Online Program

Tailoring interventions for increasing fruit and vegetable consumption among urban and rural African American audiences: Applying market decision-analysis to the intervention design processes

Wednesday, November 4, 2015 : 10:30 a.m. - 10:45 a.m.

Lindsay J. Della, PhD, Department of Communication, University of Louisville, Louisville, KY
Latrica Best, Ph.D., Pan-African Studies, University of Louisville, Louisville, KY
Siobhan Smith, Ph.D., Communication, University of Louisville, Louisville, KY
Quaniqua Carthan, M.A. and M.S.S.W., Safe and Healthy Neighborhoods, Office of Mayor Greg Fischer, Louisville, KY
Margaret D'Silva, Ph.D., Communication, University of Louisville, Louisville, KY
Theresa Rajack-Talley, Ph.D., Pan-African Studies, University of Louisville, Louisville, KY
Deborah Potter, Ph.D., Sociology, University of Louisville, Louisville, KY
Lisa Markowitz, Ph.D., Anthropology, University of Louisville, Louisville, KY
Background:Public health researchers are increasingly recognizing the influence of community and culture (i.e. neighborhood identities and structures) on health disparities.  In this presentation we will discuss findings from two studies that situated intervention development and design for increasing fruit and vegetable (F&V) consumption within two African American Kentucky neighborhoods.  These two studies were part of a larger multi-phased, multi-method investigation of factors affecting F&V consumption among rural and urban Black Kentuckians.    

Method:A commercial marketing decision analysis technique was employed to test five health communication intervention attributes derived from socioecologically grounded formative research. These attributes included: suggested behavior, action demonstrated, message source, behavioral benefit touted, and the situation illustrated. Within each attribute, 4-5 specific intervention elements were tested for preference and motivation potential using 150 survey responses from residents of each study community (N=300 in total). 

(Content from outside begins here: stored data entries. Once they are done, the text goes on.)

PR #251, opened 2019-05-01
BCDA-1130 Auth: increase security of stored hashes

dhgreene:
### Fixes [BCDA-1130](https://jira.cms.gov/browse/BCDA-1130)
We are following the recommendations in [NIST 800-63b](https://pages.nist.gov/800-63-3/sp800-63b.html#sec5) to decrease the likelihood of a successful attack by implementing the pbkdf2 key-derivation protocol when storing our secrets. This adds a random "salt" to the secret and drastically increases the time to brute-force an attack on the stored secrets by iterating the hash more than 10,000 times.

### Proposed changes:
- Import `golang.org/x/crypto/pbkdf2`
- Use the new library when creating/storing hashes
- Tune the number of iterations as high as possible
- Document and test to ensure we stay safe and compatible

### Data Migration Strategy
No changes are made to the database in this code.  However, it does break any existing client secrets. 
 At the moment client id's & secrets should only exist in the `dev` and `test` environments.  Except for a set of credentials used by Jenkins, they should be ephemeral.  The migration strategy is therefore:
- Delete any existing client ID's and secrets from the `acos` table
- Deploy this code
- Set up new credentials for Jenkins to use in smoke and postman tests in `dev` and `test`

### Security Implications
See SIA for details.  Note that we are comfortable with the idea that alterations to this code (including number of iterations) will force credential rotation in production.

### Testing
- Make sure to run `dep ensure` before running tests
- If you wish to see the actual hash execution time on your computer
   - Set the format for `gotestsum` in `/unit_test.sh`: Line 27: . . . `gotestsum --format standard-verbose` . . .
   - Search the output of `make unit-test` for `Hash creation`

### Feedback Requested
- Are there additional areas of code which could use comments?
- Do any existing comments need to be clarified?
- Are there additional unit, integration, smoke, or other tests that we should create?
- Should we adjust the initial number of hash iterations?  The security recommendation is to have them as high as we can tolerate.  This code aims to add 1s to all calls to `/auth/token`--can we tolerate more?


bcda/auth/backend.go
```diff
@@ -23,17 +33,38 @@ func init() {
 // Hash is a cryptographically hashed string
 type Hash string
 
-// NewHash creates a hashed string from a source string, return it as a new Hash value.  While this is not
-// intended for production password hashing, as a matter of principle we intend to add a salt and implement
-// bcrypt or another hash appropriate for storing secrets in ticket BCDA-1130.
-func NewHash(source string) Hash {
-	sum := sha256.Sum256([]byte(source))
-	return Hash(fmt.Sprintf("%x", sum))
+// NewHash creates a hashed string from a source string, return it as a new Hash value.
```
knollfear: // NewHash creates a Hash value from a source string
// The HashValue consists of the salt and hash separated by a colon  ( : )
// If the source of randomness fails it returns an error.

bcda/auth/backend.go
```diff
@@ -23,17 +33,38 @@ func init() {
...
+
+	h := pbkdf2.Key([]byte(source), salt, hashIter, hashKeyLen, sha512.New)
+	return Hash(fmt.Sprintf("%s:%s", base64.StdEncoding.EncodeToString(salt), base64.StdEncoding.EncodeToString(h))), nil
 }
 
 // IsHashOf accepts an unhashed string, which it first hashes and then compares to itself
 func (h Hash) IsHashOf(source string) bool {
-	return h == NewHash(source)
+	// Avoid comparing with an empty source so that a hash of an empty string is never successful
+	if source == "" {
```
knollfear: I get that it is invalid and unhelpful to hash "", but what would be the harm in just hashing ""?

bcda/auth/backend_test.go
```diff
@@ -123,13 +125,52 @@ func (s *BackendTestSuite) TestInitAuthBackend() {
...
+	hash := auth.Hash("RFbxyt3Fa/zQTZ324QbgTRv/yj5cXdaq5CdVDBvliN8=:8c7EH5a/I76UFgwO0F8GRTD1pfqDvrbrwN5qbuvKUZO90BuBm4WQFQynhnKE1gtvmF5xJlyoEPeqnK44TfSMuQ==")
+	assert.True(s.T(), hash.IsHashOf(uuidString), "Possible change in hashing parameters or algorithm.  Known input/output does not match.  Merging this code will result in invalidating credentials.")
+}
+
+func (s *BackendTestSuite) TestHashEmpty() {
+	hash, err := auth.NewHash("")
+	assert.Nil(s.T(), err)
+	assert.False(s.T(), hash.IsHashOf(""))
+}
+
```
knollfear: Can we get a test for an invalid source hash?  For example "RFbxyt3Fa/zQTZ324QbgTRv/yj5cXdaq5CdVDBvliN8=:8c7EH5a/I76UFgwO0F8GRTD1pfqDvrbrwN5qbuvKUZO90BuB:m4WQFQynhnKE1gtvmF5xJlyoEPeqnK44TfSMuQ==" will fail because it has 3 sections instead fo 2 when split on the colon.  sb an easy way to bump up that coverage number.

bcda/auth/backend.go
dhgreene: Because it's being used to verify credentials, this is the last line of defense in case some weird error mode allowed a hashed "" value to be saved as the client secret.

bcda/auth/backend.go
```diff
@@ -23,17 +33,40 @@ func init() {
...
-// intended for production password hashing, as a matter of principle we intend to add a salt and implement
-// bcrypt or another hash appropriate for storing secrets in ticket BCDA-1130.
-func NewHash(source string) Hash {
-	sum := sha256.Sum256([]byte(source))
-	return Hash(fmt.Sprintf("%x", sum))
+// NewHash creates a Hash value from a source string
+// The HashValue consists of the salt and hash separated by a colon ( : )
+// If the source of randomness fails it returns an error.
+func NewHash(source string) (Hash, error) {
+	salt := make([]byte, saltSize)
```
knollfear: If it is invalid to hash "", and it won't match on the hash compare, why hash "" at all?  Can this just short circuit and return "invalid source" error or similar?

dhgreene: That's reasonable in most cases.  However, because this is a core function to our authentication, what I'm trying to cover is a future case if misunderstanding, or the case of unexpected failure in our the libraries, or some other failure case that leads to inadvertently passing "" to `pbkdf2.Key()`.  So by definition we can't short-circuit it completely at the input stage.  Where we call the `NewHash()` at the moment, we're providing a random secret anyway.  But I'll add a check here too.  😃

bcda/auth/backend.go
```diff
@@ -1,17 +1,28 @@
...
+	"strings"
 
 	"github.com/dgrijalva/jwt-go"
 	log "github.com/sirupsen/logrus"
+	"golang.org/x/crypto/pbkdf2"
 
 	"github.com/CMSgov/bcda-app/bcda/utils"
 )
 
+// The time for hash comparison should be about 1s.  Increase hashIter if this is significantly faster in production.
```
DeirdreHolub: How are we going to know anything about the performance characteristics of the hash at runtime? I didn't see any logging of runtime performance measurements, such that we could set up a splunk alert if the measurement was outside of an acceptable range.

dhgreene: Good thought.  The speed check has been moved from a unit test to a `warning` level log which we can alert on in production environments.

bcda/auth/backend.go
```diff
@@ -48,7 +50,15 @@ func NewHash(source string) (Hash, error) {
 		return Hash(""), err
 	}
 
+	start := time.Now()
 	h := pbkdf2.Key([]byte(source), salt, hashIter, hashKeyLen, sha512.New)
+	hashCreationTime := time.Since(start)
+
+	if hashCreationTime < hashMinTime {
```
DeirdreHolub: What if it's taking too long? I think we should have an upper bound here as well. Maybe 3 sec?

bcda/auth/backend_test.go
```diff
@@ -140,28 +137,9 @@ func (s *BackendTestSuite) TestHashUnique() {
 	assert.NotEqual(s.T(), hash1.String(), hash2.String())
 }
 
-func (s *BackendTestSuite) TestHashTime() {
```
DeirdreHolub: We should still be testing to make sure we get the log alerts if we exceed either bounds.

dhgreene: Yes, now that both bounds create logs, we can add Splunk alerts for both cases.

Results and Implications: Our findings show that rural and urban community residents were similar across several intervention preferences.  In particular, two factors associated with the culture and structure of the study communities were cited by respondents as the most important intervention design considerations regardless of a respondents’ neighborhood of residence:  the health communication message source (mean importance =24.87) and the situation presented in the communication (mean importance=20.75). Two important distinctions, however, arose between respondent groups, which were punctuated by the importance of family and church leaders in the rural setting.  This presentation will discuss the implications of these findings for intervention and message tailoring in rural and urban African American cultures.

Learning Areas:

Planning of health education strategies, interventions, and programs

Learning Objectives:
Identify barriers to dietary change (specifically, increased fruit and vegetable consumption) in African American communities, particularly as it pertains to issues of community culture and structure. Describe the differences in attitudes, preferences, and barriers toward increased fruit and vegetable consumption across urban and rural Black communities. Discuss methods for incorporating innovative intervention design methodologies and outcomes in programs designed to increase fruit and vegetable consumption.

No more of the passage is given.